What the exercise asks:
Beginning with the line that contains "fix(deps): remediate flagged" in the material below, print each line exactly until the line that contains "Now | Fixes |" has been printed, then stop.

════════════════════

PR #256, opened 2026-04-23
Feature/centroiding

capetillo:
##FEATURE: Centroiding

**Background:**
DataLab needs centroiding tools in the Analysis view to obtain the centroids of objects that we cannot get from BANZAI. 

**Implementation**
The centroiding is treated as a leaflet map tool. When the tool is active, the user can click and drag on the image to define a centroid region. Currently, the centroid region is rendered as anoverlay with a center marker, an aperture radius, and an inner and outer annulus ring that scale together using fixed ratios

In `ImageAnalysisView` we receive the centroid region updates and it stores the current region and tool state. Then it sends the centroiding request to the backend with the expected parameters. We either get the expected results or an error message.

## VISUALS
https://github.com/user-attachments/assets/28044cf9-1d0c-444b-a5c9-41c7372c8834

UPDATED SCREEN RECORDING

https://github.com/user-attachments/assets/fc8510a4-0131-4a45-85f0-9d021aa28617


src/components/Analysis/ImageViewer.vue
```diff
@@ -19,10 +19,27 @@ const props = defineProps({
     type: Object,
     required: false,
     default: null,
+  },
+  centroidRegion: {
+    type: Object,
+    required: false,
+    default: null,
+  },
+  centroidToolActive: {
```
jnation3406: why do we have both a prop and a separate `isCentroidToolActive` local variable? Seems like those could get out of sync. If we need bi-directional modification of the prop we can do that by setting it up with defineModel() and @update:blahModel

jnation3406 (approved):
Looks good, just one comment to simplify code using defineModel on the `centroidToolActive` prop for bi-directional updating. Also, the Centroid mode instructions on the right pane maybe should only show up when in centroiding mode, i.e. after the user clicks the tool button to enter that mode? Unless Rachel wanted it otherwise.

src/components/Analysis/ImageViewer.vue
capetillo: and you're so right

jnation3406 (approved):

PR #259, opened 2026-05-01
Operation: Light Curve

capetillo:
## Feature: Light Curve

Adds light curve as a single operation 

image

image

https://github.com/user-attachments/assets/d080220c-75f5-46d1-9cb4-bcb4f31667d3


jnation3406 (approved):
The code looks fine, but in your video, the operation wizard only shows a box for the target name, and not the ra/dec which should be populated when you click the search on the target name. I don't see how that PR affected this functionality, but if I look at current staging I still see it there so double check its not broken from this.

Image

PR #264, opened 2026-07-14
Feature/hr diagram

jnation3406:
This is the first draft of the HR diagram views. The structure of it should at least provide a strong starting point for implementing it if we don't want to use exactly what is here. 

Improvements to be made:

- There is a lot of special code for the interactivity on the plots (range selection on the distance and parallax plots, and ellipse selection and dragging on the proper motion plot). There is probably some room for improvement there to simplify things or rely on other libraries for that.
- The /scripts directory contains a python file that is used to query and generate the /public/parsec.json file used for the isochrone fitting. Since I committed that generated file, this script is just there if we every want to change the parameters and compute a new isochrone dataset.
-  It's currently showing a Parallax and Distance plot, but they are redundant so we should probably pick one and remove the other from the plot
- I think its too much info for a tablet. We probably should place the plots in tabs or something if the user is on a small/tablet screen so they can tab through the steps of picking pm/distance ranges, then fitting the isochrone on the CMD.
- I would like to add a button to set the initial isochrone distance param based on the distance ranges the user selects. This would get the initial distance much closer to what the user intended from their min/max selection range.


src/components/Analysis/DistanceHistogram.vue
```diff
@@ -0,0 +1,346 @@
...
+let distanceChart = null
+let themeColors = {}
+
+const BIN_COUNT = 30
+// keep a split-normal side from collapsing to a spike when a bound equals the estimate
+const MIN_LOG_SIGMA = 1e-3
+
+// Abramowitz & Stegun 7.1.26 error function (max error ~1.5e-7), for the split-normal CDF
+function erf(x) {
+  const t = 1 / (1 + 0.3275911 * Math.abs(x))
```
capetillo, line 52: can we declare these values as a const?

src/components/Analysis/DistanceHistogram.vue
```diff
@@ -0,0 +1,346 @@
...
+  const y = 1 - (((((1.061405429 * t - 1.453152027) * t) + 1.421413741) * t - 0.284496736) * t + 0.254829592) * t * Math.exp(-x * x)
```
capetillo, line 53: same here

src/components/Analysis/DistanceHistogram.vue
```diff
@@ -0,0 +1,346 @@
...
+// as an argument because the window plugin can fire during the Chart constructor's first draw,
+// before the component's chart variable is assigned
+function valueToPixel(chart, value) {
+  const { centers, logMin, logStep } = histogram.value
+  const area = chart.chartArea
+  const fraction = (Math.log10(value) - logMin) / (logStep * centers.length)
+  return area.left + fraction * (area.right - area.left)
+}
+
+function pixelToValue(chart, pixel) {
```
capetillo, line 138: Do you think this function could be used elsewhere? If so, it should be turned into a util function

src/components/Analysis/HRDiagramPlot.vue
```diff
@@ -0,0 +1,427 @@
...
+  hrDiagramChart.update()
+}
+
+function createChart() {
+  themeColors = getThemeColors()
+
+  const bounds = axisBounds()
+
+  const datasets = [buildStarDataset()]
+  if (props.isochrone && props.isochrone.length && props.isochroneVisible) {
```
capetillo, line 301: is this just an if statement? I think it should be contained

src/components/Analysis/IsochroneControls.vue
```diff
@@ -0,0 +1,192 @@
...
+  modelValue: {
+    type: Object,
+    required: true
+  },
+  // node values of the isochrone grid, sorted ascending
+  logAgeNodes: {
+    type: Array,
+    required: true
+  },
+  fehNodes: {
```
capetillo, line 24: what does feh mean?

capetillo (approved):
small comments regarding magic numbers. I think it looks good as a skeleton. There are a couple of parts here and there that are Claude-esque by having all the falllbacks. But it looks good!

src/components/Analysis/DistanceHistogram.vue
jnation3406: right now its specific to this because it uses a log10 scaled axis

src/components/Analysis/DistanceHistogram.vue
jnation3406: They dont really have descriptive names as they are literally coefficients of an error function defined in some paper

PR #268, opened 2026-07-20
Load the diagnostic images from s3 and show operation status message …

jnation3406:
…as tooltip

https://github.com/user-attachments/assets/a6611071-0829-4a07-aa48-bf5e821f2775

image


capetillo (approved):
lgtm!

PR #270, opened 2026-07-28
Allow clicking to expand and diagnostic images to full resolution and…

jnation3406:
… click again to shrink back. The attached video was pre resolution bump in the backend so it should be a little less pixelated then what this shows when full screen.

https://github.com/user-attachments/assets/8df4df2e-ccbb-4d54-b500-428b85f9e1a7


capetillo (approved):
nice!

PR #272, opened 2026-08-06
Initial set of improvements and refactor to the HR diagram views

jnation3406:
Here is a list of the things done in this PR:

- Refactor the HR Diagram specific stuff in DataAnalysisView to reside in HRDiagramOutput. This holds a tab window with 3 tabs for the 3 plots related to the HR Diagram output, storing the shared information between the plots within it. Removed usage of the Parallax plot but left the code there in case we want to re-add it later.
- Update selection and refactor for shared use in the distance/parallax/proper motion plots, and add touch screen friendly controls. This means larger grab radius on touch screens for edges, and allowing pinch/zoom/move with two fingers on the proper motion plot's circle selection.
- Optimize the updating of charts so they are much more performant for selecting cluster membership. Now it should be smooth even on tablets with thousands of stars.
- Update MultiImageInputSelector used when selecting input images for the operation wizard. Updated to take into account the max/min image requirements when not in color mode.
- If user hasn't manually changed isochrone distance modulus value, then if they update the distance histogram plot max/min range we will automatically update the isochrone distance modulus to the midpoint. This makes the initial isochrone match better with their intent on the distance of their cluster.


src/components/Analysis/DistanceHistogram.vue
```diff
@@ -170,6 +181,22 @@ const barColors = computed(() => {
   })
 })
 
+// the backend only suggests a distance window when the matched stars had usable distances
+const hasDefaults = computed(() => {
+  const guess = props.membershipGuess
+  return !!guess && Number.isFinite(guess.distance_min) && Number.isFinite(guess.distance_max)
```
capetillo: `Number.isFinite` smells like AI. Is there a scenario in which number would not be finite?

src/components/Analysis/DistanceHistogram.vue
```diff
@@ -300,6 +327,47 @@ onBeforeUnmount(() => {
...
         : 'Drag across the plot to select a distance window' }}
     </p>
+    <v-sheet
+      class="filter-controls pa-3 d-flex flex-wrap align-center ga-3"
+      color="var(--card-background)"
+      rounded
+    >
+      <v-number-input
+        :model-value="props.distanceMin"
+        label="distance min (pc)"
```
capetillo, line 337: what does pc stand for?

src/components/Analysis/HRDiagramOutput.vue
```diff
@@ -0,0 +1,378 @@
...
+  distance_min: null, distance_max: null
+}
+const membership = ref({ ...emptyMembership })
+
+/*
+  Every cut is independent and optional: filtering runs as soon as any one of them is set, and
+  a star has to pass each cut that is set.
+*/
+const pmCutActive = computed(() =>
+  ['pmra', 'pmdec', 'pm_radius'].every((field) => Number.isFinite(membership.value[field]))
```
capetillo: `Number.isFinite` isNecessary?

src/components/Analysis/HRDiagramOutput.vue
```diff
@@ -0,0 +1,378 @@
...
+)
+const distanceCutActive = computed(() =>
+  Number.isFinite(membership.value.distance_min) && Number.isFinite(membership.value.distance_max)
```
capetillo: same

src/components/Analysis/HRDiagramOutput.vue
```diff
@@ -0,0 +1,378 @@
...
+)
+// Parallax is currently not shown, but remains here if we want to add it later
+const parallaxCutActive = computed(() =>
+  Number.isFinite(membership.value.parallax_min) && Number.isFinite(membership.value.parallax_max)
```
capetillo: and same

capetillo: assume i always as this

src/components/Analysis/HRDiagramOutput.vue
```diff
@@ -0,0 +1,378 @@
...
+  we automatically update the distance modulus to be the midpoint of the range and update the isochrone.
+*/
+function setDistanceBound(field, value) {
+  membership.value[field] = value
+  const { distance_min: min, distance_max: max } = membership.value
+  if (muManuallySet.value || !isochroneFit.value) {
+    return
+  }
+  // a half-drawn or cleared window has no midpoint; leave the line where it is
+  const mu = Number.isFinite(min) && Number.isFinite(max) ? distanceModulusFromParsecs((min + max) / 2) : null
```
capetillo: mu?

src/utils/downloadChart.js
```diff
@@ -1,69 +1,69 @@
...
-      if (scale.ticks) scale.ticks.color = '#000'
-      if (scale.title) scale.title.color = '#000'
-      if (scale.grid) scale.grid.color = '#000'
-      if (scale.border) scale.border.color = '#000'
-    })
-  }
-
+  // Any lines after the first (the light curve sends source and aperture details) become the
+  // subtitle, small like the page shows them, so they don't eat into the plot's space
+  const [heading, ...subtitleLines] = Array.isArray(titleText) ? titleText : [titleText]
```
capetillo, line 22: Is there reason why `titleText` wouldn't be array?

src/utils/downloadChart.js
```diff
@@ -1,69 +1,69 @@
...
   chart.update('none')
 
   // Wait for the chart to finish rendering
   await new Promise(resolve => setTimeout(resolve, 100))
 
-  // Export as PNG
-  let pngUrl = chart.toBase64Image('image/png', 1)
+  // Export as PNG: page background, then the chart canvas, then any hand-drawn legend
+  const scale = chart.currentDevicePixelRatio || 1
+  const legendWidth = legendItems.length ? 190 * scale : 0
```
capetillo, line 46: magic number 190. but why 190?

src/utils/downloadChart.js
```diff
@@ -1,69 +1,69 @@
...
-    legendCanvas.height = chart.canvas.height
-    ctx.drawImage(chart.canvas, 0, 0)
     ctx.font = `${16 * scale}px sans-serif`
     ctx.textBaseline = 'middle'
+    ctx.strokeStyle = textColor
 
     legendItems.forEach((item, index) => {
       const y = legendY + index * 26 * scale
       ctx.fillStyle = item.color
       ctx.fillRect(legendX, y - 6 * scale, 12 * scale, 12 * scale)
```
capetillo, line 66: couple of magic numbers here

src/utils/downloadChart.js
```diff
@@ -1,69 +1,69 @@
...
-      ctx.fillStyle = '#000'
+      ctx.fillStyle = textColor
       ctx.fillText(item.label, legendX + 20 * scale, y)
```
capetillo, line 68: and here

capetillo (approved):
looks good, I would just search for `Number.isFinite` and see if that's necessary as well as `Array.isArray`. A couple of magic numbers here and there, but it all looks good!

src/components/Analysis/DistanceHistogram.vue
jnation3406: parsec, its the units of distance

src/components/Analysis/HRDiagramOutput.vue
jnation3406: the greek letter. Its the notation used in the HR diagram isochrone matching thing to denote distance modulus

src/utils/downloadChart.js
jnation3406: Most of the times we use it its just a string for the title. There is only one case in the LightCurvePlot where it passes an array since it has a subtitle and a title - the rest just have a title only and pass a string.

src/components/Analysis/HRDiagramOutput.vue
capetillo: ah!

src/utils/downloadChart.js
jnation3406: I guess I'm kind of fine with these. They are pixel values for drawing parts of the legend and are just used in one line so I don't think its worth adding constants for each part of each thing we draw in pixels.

════════════════════

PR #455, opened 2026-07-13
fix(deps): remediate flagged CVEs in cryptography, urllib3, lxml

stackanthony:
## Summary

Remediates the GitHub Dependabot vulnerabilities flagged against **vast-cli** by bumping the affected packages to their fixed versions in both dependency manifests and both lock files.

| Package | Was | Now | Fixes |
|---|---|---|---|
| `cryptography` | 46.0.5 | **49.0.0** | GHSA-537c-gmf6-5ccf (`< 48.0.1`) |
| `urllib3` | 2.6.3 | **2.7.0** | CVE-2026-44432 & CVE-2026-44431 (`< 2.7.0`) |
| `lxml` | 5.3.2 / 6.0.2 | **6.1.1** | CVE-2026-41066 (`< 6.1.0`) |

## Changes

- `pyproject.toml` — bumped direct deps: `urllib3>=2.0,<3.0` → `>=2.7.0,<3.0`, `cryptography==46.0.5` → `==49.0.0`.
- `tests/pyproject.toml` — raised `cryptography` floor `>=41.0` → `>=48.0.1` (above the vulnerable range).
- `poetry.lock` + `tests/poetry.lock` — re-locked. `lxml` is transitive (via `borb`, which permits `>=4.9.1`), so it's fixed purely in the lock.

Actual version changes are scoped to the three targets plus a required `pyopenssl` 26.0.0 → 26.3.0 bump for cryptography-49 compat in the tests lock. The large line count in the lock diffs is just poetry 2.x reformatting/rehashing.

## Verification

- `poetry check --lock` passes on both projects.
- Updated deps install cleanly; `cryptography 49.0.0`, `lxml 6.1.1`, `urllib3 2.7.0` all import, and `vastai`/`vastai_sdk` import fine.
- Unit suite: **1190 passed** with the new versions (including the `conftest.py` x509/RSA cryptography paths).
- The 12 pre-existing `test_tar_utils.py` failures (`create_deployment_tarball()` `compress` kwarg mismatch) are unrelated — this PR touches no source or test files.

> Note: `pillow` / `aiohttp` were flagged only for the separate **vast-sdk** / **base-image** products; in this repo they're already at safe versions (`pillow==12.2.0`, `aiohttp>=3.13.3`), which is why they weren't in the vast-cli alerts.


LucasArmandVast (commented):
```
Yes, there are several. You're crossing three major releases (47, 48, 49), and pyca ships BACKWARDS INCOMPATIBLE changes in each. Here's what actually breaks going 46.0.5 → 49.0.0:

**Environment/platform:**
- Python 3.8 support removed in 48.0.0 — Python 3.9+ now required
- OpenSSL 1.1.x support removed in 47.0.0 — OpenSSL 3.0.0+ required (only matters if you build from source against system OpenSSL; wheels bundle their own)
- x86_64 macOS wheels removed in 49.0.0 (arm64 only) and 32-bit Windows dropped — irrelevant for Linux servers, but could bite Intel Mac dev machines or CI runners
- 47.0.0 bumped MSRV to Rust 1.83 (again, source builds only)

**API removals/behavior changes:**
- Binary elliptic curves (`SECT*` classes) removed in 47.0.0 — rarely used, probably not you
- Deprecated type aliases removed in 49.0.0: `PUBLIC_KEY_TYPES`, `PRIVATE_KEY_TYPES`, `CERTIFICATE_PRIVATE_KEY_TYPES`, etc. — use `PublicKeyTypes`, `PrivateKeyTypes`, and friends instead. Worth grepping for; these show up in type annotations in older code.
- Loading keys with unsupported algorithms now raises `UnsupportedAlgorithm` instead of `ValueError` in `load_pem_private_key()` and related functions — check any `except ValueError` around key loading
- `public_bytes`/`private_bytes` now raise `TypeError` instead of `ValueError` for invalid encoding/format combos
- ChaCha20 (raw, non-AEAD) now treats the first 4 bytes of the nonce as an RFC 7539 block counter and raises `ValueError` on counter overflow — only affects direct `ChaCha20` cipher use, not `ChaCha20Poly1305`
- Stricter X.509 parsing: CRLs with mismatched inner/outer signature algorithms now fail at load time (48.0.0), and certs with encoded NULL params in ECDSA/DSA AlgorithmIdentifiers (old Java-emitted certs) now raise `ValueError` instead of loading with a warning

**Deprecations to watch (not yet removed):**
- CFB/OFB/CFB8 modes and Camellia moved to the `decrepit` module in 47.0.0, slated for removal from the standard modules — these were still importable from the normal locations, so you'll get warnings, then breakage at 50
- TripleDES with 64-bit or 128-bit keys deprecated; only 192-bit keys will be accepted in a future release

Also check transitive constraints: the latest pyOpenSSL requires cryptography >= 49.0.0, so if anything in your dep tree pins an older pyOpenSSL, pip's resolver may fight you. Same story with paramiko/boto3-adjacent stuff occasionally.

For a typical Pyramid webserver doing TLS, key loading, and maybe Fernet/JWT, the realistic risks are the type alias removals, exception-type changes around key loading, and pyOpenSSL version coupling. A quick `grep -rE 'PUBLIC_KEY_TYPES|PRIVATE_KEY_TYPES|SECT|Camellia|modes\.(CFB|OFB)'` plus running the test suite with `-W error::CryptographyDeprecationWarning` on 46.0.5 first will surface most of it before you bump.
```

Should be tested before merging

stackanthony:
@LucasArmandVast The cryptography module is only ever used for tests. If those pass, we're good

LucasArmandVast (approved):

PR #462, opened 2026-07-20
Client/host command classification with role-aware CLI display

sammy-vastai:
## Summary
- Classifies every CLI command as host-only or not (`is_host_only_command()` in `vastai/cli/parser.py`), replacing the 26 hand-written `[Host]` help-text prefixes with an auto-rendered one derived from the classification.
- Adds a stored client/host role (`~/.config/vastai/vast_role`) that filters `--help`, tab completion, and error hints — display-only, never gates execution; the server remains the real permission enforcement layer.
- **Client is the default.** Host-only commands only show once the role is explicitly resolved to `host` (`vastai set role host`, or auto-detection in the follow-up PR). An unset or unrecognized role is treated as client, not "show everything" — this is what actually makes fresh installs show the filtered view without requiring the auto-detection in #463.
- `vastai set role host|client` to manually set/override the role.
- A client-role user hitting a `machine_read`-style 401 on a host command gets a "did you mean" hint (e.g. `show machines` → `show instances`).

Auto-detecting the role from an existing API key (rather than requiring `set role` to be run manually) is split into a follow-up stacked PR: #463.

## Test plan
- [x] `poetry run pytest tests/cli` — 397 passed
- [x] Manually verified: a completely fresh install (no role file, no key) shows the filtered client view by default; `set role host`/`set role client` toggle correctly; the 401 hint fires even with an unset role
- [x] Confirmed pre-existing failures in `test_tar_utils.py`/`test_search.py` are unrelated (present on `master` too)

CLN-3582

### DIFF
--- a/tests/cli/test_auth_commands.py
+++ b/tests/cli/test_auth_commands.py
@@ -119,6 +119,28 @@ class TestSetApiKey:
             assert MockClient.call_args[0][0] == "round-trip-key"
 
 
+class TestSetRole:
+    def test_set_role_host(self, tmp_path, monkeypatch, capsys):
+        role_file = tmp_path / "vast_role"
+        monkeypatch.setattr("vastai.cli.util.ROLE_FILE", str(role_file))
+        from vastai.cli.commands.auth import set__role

════════════════════

Your solution:
fix(deps): remediate flagged CVEs in cryptography, urllib3, lxml

stackanthony:
## Summary

Remediates the GitHub Dependabot vulnerabilities flagged against **vast-cli** by bumping the affected packages to their fixed versions in both dependency manifests and both lock files.

| Package | Was | Now | Fixes |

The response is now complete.